* **WORK TASK**: Scan the material and copy every line in which "problems" appears.

EXERCISE MATERIAL Start Marker

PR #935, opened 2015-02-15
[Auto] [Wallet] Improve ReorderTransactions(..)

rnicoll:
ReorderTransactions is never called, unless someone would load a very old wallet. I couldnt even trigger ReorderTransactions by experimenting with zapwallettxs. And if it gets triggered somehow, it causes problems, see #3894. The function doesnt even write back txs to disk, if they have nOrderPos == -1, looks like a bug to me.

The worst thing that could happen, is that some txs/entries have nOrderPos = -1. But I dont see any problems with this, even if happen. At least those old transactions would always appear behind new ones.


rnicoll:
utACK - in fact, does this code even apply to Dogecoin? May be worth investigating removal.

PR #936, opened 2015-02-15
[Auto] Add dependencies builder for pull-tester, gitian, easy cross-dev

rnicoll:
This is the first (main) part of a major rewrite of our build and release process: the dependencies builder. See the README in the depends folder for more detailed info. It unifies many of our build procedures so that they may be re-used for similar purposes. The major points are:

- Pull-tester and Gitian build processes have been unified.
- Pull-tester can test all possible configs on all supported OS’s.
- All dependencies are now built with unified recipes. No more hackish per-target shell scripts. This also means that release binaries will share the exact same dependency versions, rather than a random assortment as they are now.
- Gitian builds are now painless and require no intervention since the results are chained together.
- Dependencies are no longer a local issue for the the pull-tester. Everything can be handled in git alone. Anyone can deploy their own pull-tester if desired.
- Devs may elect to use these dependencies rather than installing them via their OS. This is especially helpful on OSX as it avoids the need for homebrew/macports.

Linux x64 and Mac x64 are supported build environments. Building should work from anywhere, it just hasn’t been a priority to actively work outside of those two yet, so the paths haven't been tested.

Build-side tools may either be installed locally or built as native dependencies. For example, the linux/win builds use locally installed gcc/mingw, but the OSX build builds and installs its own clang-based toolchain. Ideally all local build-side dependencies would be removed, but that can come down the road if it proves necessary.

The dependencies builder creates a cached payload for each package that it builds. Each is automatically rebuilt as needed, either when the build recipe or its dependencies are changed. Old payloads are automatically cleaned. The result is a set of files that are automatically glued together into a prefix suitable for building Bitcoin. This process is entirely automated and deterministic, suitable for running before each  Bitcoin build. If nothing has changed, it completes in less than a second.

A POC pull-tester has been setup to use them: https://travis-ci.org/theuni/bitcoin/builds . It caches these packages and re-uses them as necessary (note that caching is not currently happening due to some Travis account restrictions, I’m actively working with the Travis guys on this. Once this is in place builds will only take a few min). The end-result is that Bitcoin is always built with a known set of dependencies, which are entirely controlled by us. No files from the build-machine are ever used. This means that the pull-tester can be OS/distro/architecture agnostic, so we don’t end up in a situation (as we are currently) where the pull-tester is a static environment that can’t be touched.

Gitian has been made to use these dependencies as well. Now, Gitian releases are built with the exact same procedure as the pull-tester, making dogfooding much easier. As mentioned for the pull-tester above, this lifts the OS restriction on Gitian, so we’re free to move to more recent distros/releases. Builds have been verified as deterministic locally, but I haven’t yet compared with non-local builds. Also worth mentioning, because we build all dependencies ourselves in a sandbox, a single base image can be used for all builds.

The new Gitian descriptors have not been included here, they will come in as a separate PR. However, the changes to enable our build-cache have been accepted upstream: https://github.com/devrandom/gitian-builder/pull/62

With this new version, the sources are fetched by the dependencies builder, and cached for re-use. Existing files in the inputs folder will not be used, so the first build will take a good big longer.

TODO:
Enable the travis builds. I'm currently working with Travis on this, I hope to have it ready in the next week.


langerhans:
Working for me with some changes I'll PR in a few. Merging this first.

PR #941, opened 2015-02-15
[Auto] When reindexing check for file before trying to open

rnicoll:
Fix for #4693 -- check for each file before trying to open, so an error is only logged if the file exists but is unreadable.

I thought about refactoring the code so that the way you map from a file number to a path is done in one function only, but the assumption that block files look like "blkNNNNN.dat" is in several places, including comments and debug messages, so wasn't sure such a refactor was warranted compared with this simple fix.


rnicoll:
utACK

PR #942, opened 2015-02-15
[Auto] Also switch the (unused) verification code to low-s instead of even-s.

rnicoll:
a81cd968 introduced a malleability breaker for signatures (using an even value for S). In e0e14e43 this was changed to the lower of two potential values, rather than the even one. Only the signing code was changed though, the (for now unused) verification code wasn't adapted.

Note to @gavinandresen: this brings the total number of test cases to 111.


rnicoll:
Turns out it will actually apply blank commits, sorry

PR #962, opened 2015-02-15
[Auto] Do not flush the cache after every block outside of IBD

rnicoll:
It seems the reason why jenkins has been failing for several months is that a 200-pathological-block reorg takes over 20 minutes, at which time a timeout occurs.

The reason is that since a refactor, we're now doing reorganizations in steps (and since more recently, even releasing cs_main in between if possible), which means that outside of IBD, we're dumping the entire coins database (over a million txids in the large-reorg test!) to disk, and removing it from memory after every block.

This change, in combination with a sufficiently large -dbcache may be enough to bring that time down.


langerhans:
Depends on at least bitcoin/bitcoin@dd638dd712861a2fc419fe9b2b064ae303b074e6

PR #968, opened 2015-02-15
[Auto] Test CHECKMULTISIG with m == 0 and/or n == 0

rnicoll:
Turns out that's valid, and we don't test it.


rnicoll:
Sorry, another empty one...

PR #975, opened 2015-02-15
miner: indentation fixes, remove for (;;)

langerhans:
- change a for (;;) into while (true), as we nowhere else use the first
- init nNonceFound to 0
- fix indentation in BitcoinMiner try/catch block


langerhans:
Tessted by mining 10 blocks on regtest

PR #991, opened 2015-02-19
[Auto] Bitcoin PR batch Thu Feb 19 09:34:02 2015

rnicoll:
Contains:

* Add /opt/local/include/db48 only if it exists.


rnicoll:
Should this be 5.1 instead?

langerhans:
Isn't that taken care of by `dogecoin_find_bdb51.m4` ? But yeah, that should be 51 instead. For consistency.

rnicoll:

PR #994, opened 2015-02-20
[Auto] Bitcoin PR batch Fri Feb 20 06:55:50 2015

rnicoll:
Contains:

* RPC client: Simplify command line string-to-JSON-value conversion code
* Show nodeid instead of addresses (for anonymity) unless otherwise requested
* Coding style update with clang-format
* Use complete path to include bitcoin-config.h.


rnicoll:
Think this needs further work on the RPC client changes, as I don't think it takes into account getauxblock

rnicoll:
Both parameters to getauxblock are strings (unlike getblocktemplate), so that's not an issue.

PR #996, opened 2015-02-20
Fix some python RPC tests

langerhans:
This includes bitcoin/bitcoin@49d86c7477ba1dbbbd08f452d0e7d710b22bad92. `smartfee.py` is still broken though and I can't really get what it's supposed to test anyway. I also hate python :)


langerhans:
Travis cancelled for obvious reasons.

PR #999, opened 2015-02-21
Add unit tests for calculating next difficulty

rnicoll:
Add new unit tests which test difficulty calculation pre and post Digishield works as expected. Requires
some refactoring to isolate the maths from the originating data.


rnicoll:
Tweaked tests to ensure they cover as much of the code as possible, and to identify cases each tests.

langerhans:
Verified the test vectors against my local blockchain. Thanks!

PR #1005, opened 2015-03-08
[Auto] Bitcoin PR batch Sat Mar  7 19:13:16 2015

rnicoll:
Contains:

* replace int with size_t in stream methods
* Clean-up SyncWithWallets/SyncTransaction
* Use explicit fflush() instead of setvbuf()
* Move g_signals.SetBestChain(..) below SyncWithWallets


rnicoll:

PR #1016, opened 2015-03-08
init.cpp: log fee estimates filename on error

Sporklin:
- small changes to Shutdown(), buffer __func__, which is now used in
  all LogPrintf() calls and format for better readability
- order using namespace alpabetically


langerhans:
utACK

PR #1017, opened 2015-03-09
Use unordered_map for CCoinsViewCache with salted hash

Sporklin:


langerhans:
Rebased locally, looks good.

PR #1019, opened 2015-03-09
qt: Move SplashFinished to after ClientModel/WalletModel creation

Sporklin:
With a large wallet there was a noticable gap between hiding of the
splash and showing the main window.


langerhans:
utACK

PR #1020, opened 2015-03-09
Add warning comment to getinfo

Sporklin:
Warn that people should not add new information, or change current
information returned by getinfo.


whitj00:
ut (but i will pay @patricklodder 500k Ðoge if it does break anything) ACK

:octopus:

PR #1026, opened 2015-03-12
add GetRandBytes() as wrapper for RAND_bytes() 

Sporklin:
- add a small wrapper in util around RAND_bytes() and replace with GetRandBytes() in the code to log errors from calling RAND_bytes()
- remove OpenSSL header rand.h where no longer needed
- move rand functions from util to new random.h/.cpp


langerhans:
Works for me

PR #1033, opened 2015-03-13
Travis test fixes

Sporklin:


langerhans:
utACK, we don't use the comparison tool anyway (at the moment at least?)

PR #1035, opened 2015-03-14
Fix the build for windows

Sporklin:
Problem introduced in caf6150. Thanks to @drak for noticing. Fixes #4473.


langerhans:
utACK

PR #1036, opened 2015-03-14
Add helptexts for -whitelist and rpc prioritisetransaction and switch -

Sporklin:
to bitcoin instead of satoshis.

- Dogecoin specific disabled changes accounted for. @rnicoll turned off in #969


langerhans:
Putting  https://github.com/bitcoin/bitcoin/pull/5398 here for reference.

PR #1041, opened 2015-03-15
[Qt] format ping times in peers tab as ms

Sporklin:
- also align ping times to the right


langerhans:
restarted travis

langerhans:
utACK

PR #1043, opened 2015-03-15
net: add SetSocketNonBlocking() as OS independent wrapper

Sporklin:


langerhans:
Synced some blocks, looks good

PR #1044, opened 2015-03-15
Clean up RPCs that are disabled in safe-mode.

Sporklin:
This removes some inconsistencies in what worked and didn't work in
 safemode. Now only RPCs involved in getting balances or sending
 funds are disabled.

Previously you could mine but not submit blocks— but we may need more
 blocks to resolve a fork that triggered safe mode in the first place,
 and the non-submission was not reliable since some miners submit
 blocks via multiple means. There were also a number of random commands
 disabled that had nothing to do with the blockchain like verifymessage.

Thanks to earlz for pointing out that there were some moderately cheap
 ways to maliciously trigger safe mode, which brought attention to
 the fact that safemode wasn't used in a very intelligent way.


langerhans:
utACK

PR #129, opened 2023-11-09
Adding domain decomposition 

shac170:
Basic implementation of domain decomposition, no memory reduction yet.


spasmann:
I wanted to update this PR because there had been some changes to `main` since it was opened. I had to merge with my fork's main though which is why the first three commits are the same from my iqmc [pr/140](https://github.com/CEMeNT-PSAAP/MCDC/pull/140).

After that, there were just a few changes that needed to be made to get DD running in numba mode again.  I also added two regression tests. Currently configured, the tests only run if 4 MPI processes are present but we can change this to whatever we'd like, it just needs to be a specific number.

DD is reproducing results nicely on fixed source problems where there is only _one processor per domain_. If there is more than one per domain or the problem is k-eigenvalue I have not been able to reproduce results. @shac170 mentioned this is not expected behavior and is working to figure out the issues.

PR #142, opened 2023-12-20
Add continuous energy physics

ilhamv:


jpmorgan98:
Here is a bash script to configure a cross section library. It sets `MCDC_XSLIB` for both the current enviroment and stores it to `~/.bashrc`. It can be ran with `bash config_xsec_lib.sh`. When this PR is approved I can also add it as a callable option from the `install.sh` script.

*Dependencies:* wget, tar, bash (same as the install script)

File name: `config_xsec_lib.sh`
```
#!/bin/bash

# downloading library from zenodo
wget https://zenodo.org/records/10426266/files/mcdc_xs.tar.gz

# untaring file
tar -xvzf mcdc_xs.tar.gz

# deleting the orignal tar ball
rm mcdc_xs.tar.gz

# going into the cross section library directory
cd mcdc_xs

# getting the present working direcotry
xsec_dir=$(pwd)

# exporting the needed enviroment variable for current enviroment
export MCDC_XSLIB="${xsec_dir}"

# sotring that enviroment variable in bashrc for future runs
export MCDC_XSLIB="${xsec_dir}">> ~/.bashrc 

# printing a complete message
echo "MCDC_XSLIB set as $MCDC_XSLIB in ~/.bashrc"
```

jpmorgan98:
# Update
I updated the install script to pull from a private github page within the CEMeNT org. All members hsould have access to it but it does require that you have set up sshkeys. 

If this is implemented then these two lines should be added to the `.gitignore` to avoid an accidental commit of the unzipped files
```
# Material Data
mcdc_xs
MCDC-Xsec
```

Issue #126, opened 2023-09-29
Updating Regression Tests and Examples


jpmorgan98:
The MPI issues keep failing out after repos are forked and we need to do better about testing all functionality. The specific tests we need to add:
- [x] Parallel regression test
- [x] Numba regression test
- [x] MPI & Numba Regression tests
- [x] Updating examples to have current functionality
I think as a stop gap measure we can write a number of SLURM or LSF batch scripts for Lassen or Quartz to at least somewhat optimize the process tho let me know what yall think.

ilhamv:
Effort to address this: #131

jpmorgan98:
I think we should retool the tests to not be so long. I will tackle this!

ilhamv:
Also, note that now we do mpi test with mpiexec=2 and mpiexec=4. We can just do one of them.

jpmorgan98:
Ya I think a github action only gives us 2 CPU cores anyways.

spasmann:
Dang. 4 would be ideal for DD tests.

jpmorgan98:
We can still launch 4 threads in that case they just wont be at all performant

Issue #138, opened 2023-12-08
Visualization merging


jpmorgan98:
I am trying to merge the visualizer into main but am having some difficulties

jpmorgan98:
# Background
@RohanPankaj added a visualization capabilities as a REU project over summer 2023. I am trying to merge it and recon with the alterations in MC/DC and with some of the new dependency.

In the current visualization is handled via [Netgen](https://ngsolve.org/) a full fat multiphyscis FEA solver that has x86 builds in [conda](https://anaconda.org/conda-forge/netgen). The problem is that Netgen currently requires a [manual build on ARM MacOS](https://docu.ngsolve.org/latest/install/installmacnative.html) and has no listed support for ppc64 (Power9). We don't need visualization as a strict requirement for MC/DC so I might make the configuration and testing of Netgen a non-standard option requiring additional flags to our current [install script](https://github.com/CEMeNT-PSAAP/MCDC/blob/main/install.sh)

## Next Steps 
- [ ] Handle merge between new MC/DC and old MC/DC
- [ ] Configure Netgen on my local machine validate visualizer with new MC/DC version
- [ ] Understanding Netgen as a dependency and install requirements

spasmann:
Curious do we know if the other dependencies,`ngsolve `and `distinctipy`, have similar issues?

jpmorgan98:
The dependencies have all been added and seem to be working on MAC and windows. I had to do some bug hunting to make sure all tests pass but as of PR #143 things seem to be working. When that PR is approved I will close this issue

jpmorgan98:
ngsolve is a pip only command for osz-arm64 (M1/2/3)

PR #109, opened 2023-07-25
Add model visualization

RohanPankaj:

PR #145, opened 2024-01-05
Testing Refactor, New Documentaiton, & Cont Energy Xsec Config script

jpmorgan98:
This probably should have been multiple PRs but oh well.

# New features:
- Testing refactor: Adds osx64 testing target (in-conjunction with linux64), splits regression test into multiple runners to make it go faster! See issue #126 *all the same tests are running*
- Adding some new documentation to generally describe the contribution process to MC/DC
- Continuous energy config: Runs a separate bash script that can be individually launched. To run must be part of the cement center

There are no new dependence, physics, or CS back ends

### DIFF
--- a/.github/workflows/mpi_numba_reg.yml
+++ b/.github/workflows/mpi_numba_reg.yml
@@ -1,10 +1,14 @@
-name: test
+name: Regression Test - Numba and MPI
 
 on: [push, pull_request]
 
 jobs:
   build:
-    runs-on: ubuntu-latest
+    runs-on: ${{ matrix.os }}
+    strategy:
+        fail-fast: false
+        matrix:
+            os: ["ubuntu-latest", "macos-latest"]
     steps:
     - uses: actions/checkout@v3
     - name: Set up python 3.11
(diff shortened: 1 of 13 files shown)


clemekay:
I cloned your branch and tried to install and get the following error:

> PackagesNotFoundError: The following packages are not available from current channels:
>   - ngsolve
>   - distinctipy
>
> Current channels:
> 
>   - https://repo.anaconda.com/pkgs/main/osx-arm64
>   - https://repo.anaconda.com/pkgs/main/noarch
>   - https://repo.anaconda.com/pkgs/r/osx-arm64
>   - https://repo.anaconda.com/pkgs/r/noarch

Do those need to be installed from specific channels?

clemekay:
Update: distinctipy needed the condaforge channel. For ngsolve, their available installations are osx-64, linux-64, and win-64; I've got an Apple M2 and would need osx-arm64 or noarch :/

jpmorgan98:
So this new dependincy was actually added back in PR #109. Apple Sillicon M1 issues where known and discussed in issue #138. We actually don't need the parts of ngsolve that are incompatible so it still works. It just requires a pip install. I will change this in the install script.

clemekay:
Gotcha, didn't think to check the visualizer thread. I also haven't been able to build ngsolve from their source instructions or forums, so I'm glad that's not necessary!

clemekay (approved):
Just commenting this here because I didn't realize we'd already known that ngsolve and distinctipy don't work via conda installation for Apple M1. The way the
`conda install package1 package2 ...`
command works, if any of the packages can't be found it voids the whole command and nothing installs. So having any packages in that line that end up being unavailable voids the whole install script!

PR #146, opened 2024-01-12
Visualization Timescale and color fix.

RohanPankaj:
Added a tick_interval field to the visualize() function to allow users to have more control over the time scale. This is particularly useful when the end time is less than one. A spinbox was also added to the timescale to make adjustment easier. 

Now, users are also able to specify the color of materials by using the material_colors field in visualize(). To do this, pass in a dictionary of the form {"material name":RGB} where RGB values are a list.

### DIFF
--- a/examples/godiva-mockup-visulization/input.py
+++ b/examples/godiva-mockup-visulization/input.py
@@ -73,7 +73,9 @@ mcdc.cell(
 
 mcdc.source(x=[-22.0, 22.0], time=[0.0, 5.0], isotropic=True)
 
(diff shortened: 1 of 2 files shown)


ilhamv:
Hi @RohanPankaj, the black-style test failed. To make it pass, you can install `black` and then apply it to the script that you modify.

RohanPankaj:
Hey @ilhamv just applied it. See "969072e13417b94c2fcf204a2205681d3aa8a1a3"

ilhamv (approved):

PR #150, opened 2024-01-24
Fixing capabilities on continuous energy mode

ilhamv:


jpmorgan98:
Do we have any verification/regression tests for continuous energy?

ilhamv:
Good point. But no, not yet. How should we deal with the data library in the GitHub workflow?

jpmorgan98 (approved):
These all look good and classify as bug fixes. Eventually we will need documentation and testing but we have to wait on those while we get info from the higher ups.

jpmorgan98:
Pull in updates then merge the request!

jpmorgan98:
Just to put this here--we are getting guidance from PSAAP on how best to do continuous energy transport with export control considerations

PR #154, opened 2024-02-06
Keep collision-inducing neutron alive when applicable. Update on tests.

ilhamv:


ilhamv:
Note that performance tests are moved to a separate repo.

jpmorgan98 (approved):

EXERCISE MATERIAL End Marker

* **ANSWER SECTION**:
ReorderTransactions is never called, unless someone would load a very old wallet. I couldnt even trigger ReorderTransactions by experimenting with zapwallettxs. And if it gets triggered somehow, it causes problems, see #3894. The function doesnt even write back txs to disk, if they have nOrderPos == -1, looks like a bug to me.
The worst thing that could happen, is that some txs/entries have nOrderPos = -1. But I dont see any problems with this, even if happen. At least those old transactions would always appear behind new ones.
DD is reproducing results nicely on fixed source problems where there is only _one processor per domain_. If there is more than one per domain or the problem is k-eigenvalue I have not been able to reproduce results. @shac170 mentioned this is not expected behavior and is working to figure out the issues.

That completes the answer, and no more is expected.